The content of the protein secondary structure in the emulsion was characterized by infrared spectroscopy at different homogeneous pressures when the mass fraction of HPMC was 0.1%. The protein infrared spectrum of 1 600-1 700 cm-1 belongs to the peptide bond absorption range, including the protein main chain conformation Information. The obtained spectra were analyzed and calculated by Peak Fit fitting software, and the secondary structure content of LP in LP-HPMC emulsions treated with different homogeneous pressures was obtained. It can be seen that as the homogeneous pressure increases, the α-helix, β-turn and random coil structures all show a trend of decreasing first and then increasing, while the content of β-sheet structure is as high as 40.5% at 100 MPa. It shows that LP has certain influence on α-helix, β-sheet, β-turn and random coil structure after high-pressure homogenization treatment, the secondary structure of LP is destroyed, its flexible structure increases, and protein molecules change from ordered structure to become disordered. The α-helix and β-sheet structure of LP are mainly maintained by hydrogen bonds.
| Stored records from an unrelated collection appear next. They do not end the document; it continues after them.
PR #5329, opened 2026-06-17
Enable the ZIO OpenTelemetry example now that tapir-zio-opentelemetry is released

adamw:
Follow-up to #5256: now that `tapir-zio-opentelemetry` is published (1.13.22), the example can be compiled.

- Renamed `ZIOpenTelemetryExample` from `.skip` to `.scala` so it's part of the build and the scala-cli verification.
- Bumped its `//> using` deps to the released versions: tapir `1.13.22`, zio-opentelemetry `3.1.17`, opentelemetry `1.63.0`.

Verified locally with `scala-cli compile` (the same command the `verifyExamplesCompileUsingScalaCli` CI step runs) — it resolves the 1.13.22 artifacts from Maven Central and compiles cleanly (Scala 3.8.3).

### DIFF
--- a/examples/src/main/scala/sttp/tapir/examples/observability/ZIOpenTelemetryExample.scala
+++ b/examples/src/main/scala/sttp/tapir/examples/observability/ZIOpenTelemetryExample.scala
@@ -1,13 +1,13 @@
 // {cat=Observability; effects=ZIO; server=ZIO HTTP}: Tracing requests with ZIO OpenTelemetry (customised config)
 
-//> using dep com.softwaremill.sttp.tapir::tapir-core:1.13.21
-//> using dep com.softwaremill.sttp.tapir::tapir-zio:1.13.21
-//> using dep com.softwaremill.sttp.tapir::tapir-zio-http-server:1.13.21
-//> using dep com.softwaremill.sttp.tapir::tapir-zio-opentelemetry:1.13.21
-//> using dep dev.zio::zio-opentelemetry:3.1.16
-//> using dep io.opentelemetry:opentelemetry-sdk:1.51.0
-//> using dep io.opentelemetry:opentelemetry-exporter-otlp:1.51.0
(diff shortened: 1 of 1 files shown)


examples/src/main/scala/sttp/tapir/examples/observability/ZIOpenTelemetryExample.scala
onouguier-ledger, line 37: This is really compact, setup but AFAIU, ZIO.logging ZIO runtime metrics, to be collected via OTLP must rely on `bootstrap` layer. Hence, it can be more tricky, and that was the (missed) intention of the `tapir-zio-opentelemetry-bootstrap`.

adamw: Aren't logging/metrics independent layers? It should be a matter of changing the layer-construction at startup, no?

onouguier-ledger: Yes they are, the point is that AFAU, they must be defined early at `bootstrap`, if you provide them "just" at startup, it compiles and run the behaviour is weird (in particular for the zioMetrics ).

BTW this is documented for ZIO Logging https://github.com/zio/zio-logging#example, not that explicitly for zio runtime metrics.

adamw: Ah ok. Maybe we could have an additional example which configures this properly? I don't think it would be the responsibility of a tapir module to provide proper ZIO bootstrap, though

cheleb: I was my second attempt but I fail to do this in clean way (different files) and scala-cli, that why I put this in a specific module. To keep the sample simple.
But ya I fully agree that this should not be part of tapir as it pulls to many dependencies.

Will try again.

Thanks a lot for review, commits and kindness.

Issue #4719, opened 2025-07-22
Codegen reuse through inheritance


hughsimpson:
The use cases would be something like this:
I have 3 api files -- v1, v2, and v3. There are some differences between the three, but for the most part the models are stable between them. To save on compilation time, and to make it simpler to handle the different versions somewhat generically, I would like to be able to declare a dependency map in the `build.sbt`. Something like:
```scala
openapiPackageDependencies := Map(
  "sttp.tapir.generated.v1" -> "sttp.tapir.generated.v2",
  "sttp.tapir.generated.v2" -> "sttp.tapir.generated.v3")
```
(which would indicate that the 'older' versions had a dependency on the 'newer', so that you were doing conversions with 'latest' as you baseline when working with it. That's how you'd use it for versioning I reckon, but I digress).
The semantics of this would be that, where there was a duplication of the model (including transitive identity in fields), instead of redefining the model, we'd simply create an alias to the duplicate in the other model.

This would, of course, permit inheritance for other reasons.

```scala
openapiPackageDependencies := Map(
  "sttp.tapir.generated.component1" -> "sttp.tapir.generated.core",
  "sttp.tapir.generated.component2" -> "sttp.tapir.generated.core")
```
would also be a use case for this sort of functionality.

Also, we should be able to parse dir structures as well as just single-file openapi.

hughsimpson:
Looks done to me. That dir structure stuff is a completely different piece of functionality (on reflection)

PR #5344, opened 2026-06-22
codegen: Support declaration deduplication

hughsimpson:
Would address https://github.com/softwaremill/tapir/issues/4719

The idea for this was prompted by a somewhat idiosyncratic methodology for versioning that I'm using, where each versioned api is fully declared as a separate openapi. I don't want the compilation overhead of re-generating schemas and serdes for each version where there are no changes to a particular schema, and I _do_ want to be able to reuse security logic without fiddling about with conversions between otherwise-identical types in different namespaces.

I genuinely think this could also be useful for other use-cases, such as sharing common types (e.g. errors) between different APIs.

Currently done:
- model dedup
- tapir schema dedup
- security schema dedup
- annotation dedup
- validator dedup
- endpoint dedup
- serde dedup
- lotsa tests

Leaving for now:
- more than one  'inherited' openapi (this could be added backwards-compatibly by accepting a seq[string] _or_ a string in the future. For now it's a bit too much in one go)
- openapi dir parsing (we _should_ be able to inline components referred to by file location but it's a bit more involved than I initially realised)

Beyond the existing test cases, I've also tested against the project that I usually test these prs on. I was able to drop a whole bunch of openapi-pre-parsing and output-munging as a result. Even though a lot of the model/schema/serde dedup was already being done with these hacks, it still reduces compilation times noticeably for me (by ~50%), because of the endpoint dedup (which I found basically impossible to do downstream)


openapi-codegen/sbt-plugin/src/sbt-test/sbt-openapi-codegen/oneOf-json-roundtrip_jsoniter_scala3/ExpectedJsonSerdes.scala.txt
```diff
@@ -17,12 +17,12 @@ object TapirGeneratedEndpointsJsonSerdes {
...
-  implicit lazy val aDTWithDiscriminatorCodec: com.github.plokhotnyuk.jsoniter_scala.core.JsonValueCodec[ADTWithDiscriminator] = com.github.plokhotnyuk.jsoniter_scala.macros.JsonCodecMaker.make(com.github.plokhotnyuk.jsoniter_scala.macros.CodecMakerConfig.withAllowRecursiveTypes(true).withTransientEmpty(false).withTransientDefault(false).withRequireCollectionFields(true).withRequireDiscriminatorFirst(false).withDiscriminatorFieldName(Some("type")).withAdtLeafClassNameMapper(x => com.github.plokhotnyuk.jsoniter_scala.macros.JsonCodecMaker.simpleClassName(x) match {  
+  implicit lazy val aDTWithDiscriminatorJsonCodec: com.github.plokhotnyuk.jsoniter_scala.core.JsonValueCodec[ADTWithDiscriminator] = com.github.plokhotnyuk.jsoniter_scala.macros.JsonCodecMaker.make(com.github.plokhotnyuk.jsoniter_scala.macros.CodecMakerConfig.withAllowRecursiveTypes(true).withTransientEmpty(false).withTransientDefault(false).withRequireCollectionFields(true).withRequireDiscriminatorFirst(false).withDiscriminatorFieldName(Some("type")).withAdtLeafClassNameMapper(x => com.github.plokhotnyuk.jsoniter_scala.macros.JsonCodecMaker.simpleClassName(x) match {
```
hughsimpson, line 20: These are changed to be consistent with the naming convention for _all the other_ codec names. The discrepancy was annoying.

Technically this is a minor breaking compile-time change if this serde is referenced explicitly in usercode, but I believe it is also just better to be consistent, and historically such changes have been merged ;)

openapi-codegen/sbt-plugin/src/sbt-test/sbt-openapi-codegen/schema_inheritance/build.sbt
```diff
@@ -0,0 +1,121 @@
+lazy val root = (project in file("."))
```
hughsimpson, line 1: I'm gonna be honest, I had an LLM write a lot of these test cases for me. The generated cases actually caught a completely orthogonal bug in case-handling. I don't feel too guilty about it.

openapi-codegen/core/src/main/scala/sttp/tapir/codegen/JsonSerdeGenerator.scala
```diff
@@ -135,24 +144,52 @@ object JsonSerdeGenerator {
...
         case (name, schema: OpenapiSchemaOneOf, true) =>
-          Some(genCirceAdtSerde(allSchemas, schema, name, validateNonDiscriminatedOneOfs))
-        case (_, _: OpenapiSchemaObject | _: OpenapiSchemaMap | _: OpenapiSchemaEnum | _: OpenapiSchemaOneOf | _: OpenapiSchemaAny, _) =>
+          circeParentImpl(name) orElse Some(genCirceAdtSerde(allSchemas, schema, name, validateNonDiscriminatedOneOfs))
+        case (
+              _,
+              _: OpenapiSchemaObject | _: OpenapiSchemaArray | _: OpenapiSchemaMap | _: OpenapiSchemaEnum | _: OpenapiSchemaOneOf |
+              _: OpenapiSchemaAny,
+              _
+            ) =>
```
hughsimpson, line 192: A completely unrelated bug; we weren't catching the non-json `OpenapiSchemaArray` case before and were throwing instead.

hughsimpson:
@adamw I apologise if this whole thing is just completely mad and a 'won't ever merge' scenario, but I was hoping if that were the case, you would've commented on the issue I opened at some point, so I've just gone for it 😅 . It does, I think, go some way towards addressing the 'all the schemas are in one place' issue, although you'd really need multiple inheritance to take full advantage of that. Chaining sucks. I do have follow-ups planned but this one was important because those follow-ups would break my entire code-munge flow that let me get away without having this before.

hughsimpson:
Actually it strikes me that all you'd need was a little extra config param to set 'uncommitted' dependency versions, and you'd have a mechanism here to permit defining the models in one module, and then reusing them in another. Might be nice to be able to use some generated classes as genuine domain objects, before combining them with the api proper at a higher layer. All you'd have to do would be to give them the same package name and root openapi in both module and inherit the model schema into your full endpoint definitions, and you should be able to do that (with some caveats about how maybe there should be a way to force certain 'positional-only' generations on enums if you're gonna use it that way. But not explored that space yet).

Obviously if you're writing tapir as God intended, you're free to define your model classes anywhere, and this could help restore some parity.

openapi-codegen/sbt-plugin/src/sbt-test/sbt-openapi-codegen/schema_inheritance/build.sbt
adamw: Nothing to feel guilty about :)

adamw:
Yeah true reuse of model classes would be nice. Meanwhile - looks great as always, thanks :) Not a mad idea at all ;)

PR #5350, opened 2026-06-24
Apply class-level annotations in Pickler schema derivation

### LINKED ISSUE #3166: [BUG] Missing support for @customise for macro-based schema derivation
Macro-based product schema derivation used in Pickler derivation doesn't support @customise annotations on **class** level. 
Pickler derivation PR for reference: https://github.com/softwaremill/tapir/pull/3134
The annotation is not read and has no effect, works only on fields.

### LINKED ISSUE #3167: [BUG] Missing support for @description for macro-based schema derivation
Macro-based product schema derivation used in Pickler derivation doesn't support @description annotations on class level.
Pickler derivation PR for reference: https://github.com/softwaremill/tapir/pull/3134
The annotation is not read and has no effect, works only on fields.

henricook:
The macro-based Pickler schema derivation (`json/pickler`) read a case class's class-level annotations only to derive its schema name, but never applied them to the product schema itself. So `@description`, `@customise`, and the other already-supported annotations had no effect when placed on a class, even though they worked fine on fields.

This wires the class-level annotations through the existing `enrichSchema` step on the top-level schema, mirroring what `SchemaMagnoliaDerivation` already does for the magnolia-based path. No new annotation handling is added; it just applies the annotations that derivation already understands at the class level too.

The two tests that were pinned to these issues in `SchemaDerivationTest` (previously `ignore`d, with TODOs referencing them) are now enabled and pass; the rest of the suite is unchanged.

Closes #3166
Closes #3167

### DIFF
--- a/json/pickler/src/main/scala/sttp/tapir/json/pickler/SchemaDerivation.scala
+++ b/json/pickler/src/main/scala/sttp/tapir/json/pickler/SchemaDerivation.scala
@@ -35,7 +35,10 @@ private class SchemaDerivation(genericDerivationConfig: Expr[Configuration])(usi
     val tpe = TypeRepr.of[T]
     val typeInfo = TypeInfo.forType(tpe)
     val annotations = Annotations.onType(tpe)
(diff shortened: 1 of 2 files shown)


adamw:
Great, thanks!

PR #556, opened 2025-03-20
Abstract global usage and export patch for window

henrytao-me:
Resolves https://github.com/Shopify/app-ui/issues/2145


packages/core/source/elements/RemoteElement.ts
```diff
@@ -268,7 +268,7 @@ export abstract class RemoteElement<
   Methods extends Record<string, (...args: any[]) => any> = {},
   Slots extends Record<string, any> = {},
   EventListeners extends Record<string, any> = {},
-> extends HTMLElement {
+> extends globalThis.HTMLElement {
```
henrytao-me, line 271: As long as we have a local scope for globalThis in realm, this should use the correct one.

PR #559, opened 2025-04-01
Issues with add then remove

lemonmade:


packages/signals/source/SignalRemoteReceiver.ts
```diff
@@ -319,8 +322,9 @@ export class SignalRemoteReceiver {
       attached.delete(child.id);
       parents.delete(child.id);
 
-      if (release && 'properties' in child) {
-        release(child.properties.peek());
+      if (release) {
+        if ('properties' in child) release(child.properties.peek());
+        if ('eventListeners' in child) release(child.eventListeners.peek());
```
lemonmade, line 327: The absence of this line is why this whole thing worked before — we were not releasing the function references attached as event listeners.

PR #575, opened 2025-06-11
Add early return in message listener for terminated endpoints

josemiguel-alvarez:
Terminated endpoints should not process new messages. Although this should not be happening as the listener is removed when terminating the endpoint, the early return will work as a safe guard to make sure we don't run into exceptions processing messages in terminated endpoints.


packages/rpc/src/endpoint.ts
```diff
@@ -247,7 +263,12 @@ export function createEndpoint<T>(
         const resolver = callIdsToResolver.get(callId);
 
         if (resolver == null) {
-          throw new MissingResolverError({callId, error, result});
+          throw new MissingResolverError({
+            callId,
+            error,
+            result,
+            groupingHash: 'MissingResolverError::FunctionResult',
```
lemonmade, line 270: I was chatting a bit about this with someone in relation Checkout's own error reporting: IMO, trying to distinguish two errors with a "grouping hash" or some other identifier passed in is a very weird pattern. If you need to differentiate between two errors, it should be two different error classes instead.

lemonmade (approved):
LGTM, although left a request to use separate error classes instead of a string identifier on the error, for that part of the change.

packages/rpc/src/endpoint.ts
josemiguel-alvarez: As we don't need to differentiate between two errors, I've updated MissingResolverError to always have the same groupingHash.

I'm happy to update if you think we should differentiate them.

After high-pressure homogenization treatment, the hydrogen bonds in the secondary structure may be destroyed, so that the protein molecules are unfolded, the secondary structure is destroyed, and the protein is changed to varying degrees and Stretching may affect the combination degree of LP and other substances, which is consistent with the previous conclusion that the emulsion is most stable when the homogeneous pressure is 100 MPa.

3. Conclusion

The particle size of the emulsion formed by the LP-HPMC composite treated by 100 MPa high-pressure homogenization is uniform and stable, the shape of the emulsion droplet is regular, and the EAI and ESI are better. At the same time, high-pressure homogenization changes the secondary structure of LP, thereby improving the emulsification ability. At 100 MPa, the content of β-sheet structure is the highest, and the conformation of LP changes. At this time, the composition of the disordered conformation and the unfolding of the flexible structure of LP affect the overall protein. The flexibility of the conformation makes it easier to form complexes with HPMC with better functional properties and increase the stability of the emulsion; more or less than 100 MPa will adversely affect the stability of the emulsion. The mass fraction of HPMC also has a certain influence on the emulsion. When the mass fraction is 0.1%, the ESI and hydrophilicity of the emulsion are the best, and the morphology of the emulsion observed by super-resolution microscopy is also the most stable. Therefore, this experiment found that the emulsion formed under the condition of HPMC mass fraction of 0.1% and homogeneous pressure of 100 MPa is the most stable.